▎ 摘　　要

Materials with high specific energy and specific power, along with chemical and structural stability, are in huge demand due to their numerous applications, including solid-state electronic devices and wearable electronics. Nanocomposites comprising of both conducting and non-conducting polymers exhibit excellent charge transfer mechanism along with high dielectric strength and structural stability, which enhances their appropriateness as efficient energy storage materials. Herein, we explore the application of Nylon-6 (PA6), polyaniline (PANI) and reduced graphene oxide (rGO) in preparing ternary nanocomposite (PA6/rGO/PANI) by varying the ratio of PA6 and PANI, for a fixed amount of rGO along with binary (PA6/PANI and rGO/PANI) nanocomposites.

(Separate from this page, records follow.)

PR #1019, opened 2026-02-05
chore: add e18e lint plugin

43081j:
This also disables `no-console` since pretty much everything in this
repo can run server-side, where console logs are valuable when done
right.

### DIFF
--- a/server/api/atproto/author-profiles.get.ts
+++ b/server/api/atproto/author-profiles.get.ts
@@ -49,11 +49,7 @@ export default defineCachedEventHandler(
 
     if (handles.length === 0) {
       return {
-        authors: authors.map(author => ({
-          ...author,
-          avatar: null,
-          profileUrl: null,
-        })),
+        authors: authors.map(author => Object.assign(author, { avatar: null, profileUrl: null })),
       }
     }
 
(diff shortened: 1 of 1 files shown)


.github/workflows/ci.yml
```diff
@@ -33,10 +33,12 @@ jobs:
 
       - uses: pnpm/action-setup@1e1c8eafbd745f64b1ef30a7d7ed7965034c486c # 1e1c8eafbd745f64b1ef30a7d7ed7965034c486c
         name: 🟧 Install pnpm
-        # pnpm cache skipped deliberately as the project is not actually installed here
```
serhalp, line 36: since this is no longer true, shouldn't we add the cache option here?

.oxlintrc.json
```diff
@@ -1,18 +1,25 @@
...
   "plugins": ["unicorn", "typescript", "oxc", "vue", "vitest"],
+  "jsPlugins": ["@e18e/eslint-plugin"],
   "categories": {
     "correctness": "error",
     "suspicious": "warn",
     "perf": "warn"
   },
   "rules": {
-    "no-console": "warn",
+    "no-console": "off",
```
serhalp: I never understood the purpose of `warn`s, so I'm good with this 😁. Longer term should we be using a li'l logger module and turning this to `"error"`? (maybe keep off for `scripts/`)

43081j: we really need to review logging overall.

only truly error-level things should be logged at error level, for example. this isn't currently the case iirc

i'll start a discussion around this 👍

43081j:
FYI this does mean the lint job can often take longer now (if it is the first to populate the cache)

but having the workaround `lint.ts` was causing a lot of friction and means we can't use lint plugins. we should revisit how we can speed it back up

.oxlintrc.json
danielroe: would it be possible to disable this just on a per-directory case? so we disable it for server/ and cli/ but keep it for app/ ?

danielroe:
@43081j are you happy with those small tweaks?

43081j:
looks good to me 👍

PR #1023, opened 2026-02-05
chore: cache node_modules in CI jobs

43081j:
Possibly not dominik-friendly but we shall see.


43081j:
closing this as it conflicts with pnpm cache. ill find another way to speed things up 👍

PR #1511, opened 2026-02-14
feat(i18n): add Arabic font support

abaza738:
Added a font for Arabic language because the current font does not support Arabic letters (and I guess many other languages?)😅.  
Tested this locally and found it to preserve the original font Geist when English text is written in the middle of Arabic text, I suppose this is `unicode-range` working properly.

## Changes Preview
Before:
image

After:
image


abaza738:
I updated the PR description to include the screenshots, sorry I missed it at first!

FYI, Daniel had mentioned on Discord that there's extra fonts being downloaded and wanted to investigate further before merging.

ghostdevv:
> FYI, Daniel had mentioned on Discord that there's extra fonts being downloaded and wanted to investigate further before merging.

Do you have a link :eyes:

abaza738:
> [I saw an extra woff font being downloaded at one point and needed to figure out why](https://discord.com/channels/1464542801676206113/1465734070817259601/1475627302510399488)

ghostdevv:
ah, it does seem to download two files with firefox only being able to show that preview thingy for one :thinking: 

image

ghostdevv:
also tagging Alex for a review since we're changing fonts - not sure if we should add this to the brand page? @alexdln

alexdln:
@ghostdevv I think nope. We use Geist in our logo, banners and og-images. While this one is only for internal content and therefore isn't important for the press

ghostdevv:
After syncing with main and checking the [latest preview](https://npmx-e1oph8szm-npmx.vercel.app) (the first comment with the link seems to be broken on this pr lol), the duplicate font download _seems_ to be gone - so will merge this for now and we can make any other changes in a follow up :saluting_face:

PR #1513, opened 2026-02-14
feat(i18n): update Tamil (ta-IN) translations

Meganathanrbm:
Add complete Tamil (ta-IN) locale translation (798 keys)
- Register ta-IN locale in i18n config with proper metadata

Among them, PA6/rGO/PANI 1:2 exhibits an excellent supercapacitance performance owing to its high surface area, low charge transfer resistance, high cyclic stability, and exceptional ionic rate capability. We have observed reasonable dielectric properties (viz., dielectric permittivity and dielectric loss), which is attributed to the stacking property of rGO with PA6 and PANI chains. The in-situ polymerization of PANI ensures the formation of well dispersed nanocomposites with the hierarchical nanostructures, as revealed by the detailed morphological study. The galvanostatic charge-discharge measurement exhibits remarkable reversibility with capacitance retention of similar to 98%. The fabricated symmetric supercapacitor device based on PA6/rGO/PANI 1:2 exhibits noteworthy specific capacitance (38 F g(-1)), specific energy (similar to 3.66 Wh kg-1) and specific power (similar to 234.84 W kg(-1)), suggesting significant charge accumulation over the electrode surfaces, which is attributed to the synergistic effect of PA6 and PANI in the presence of rGO. The excellent electrochemical properties indicate its potential applications in self-powered electronic appliances effectively.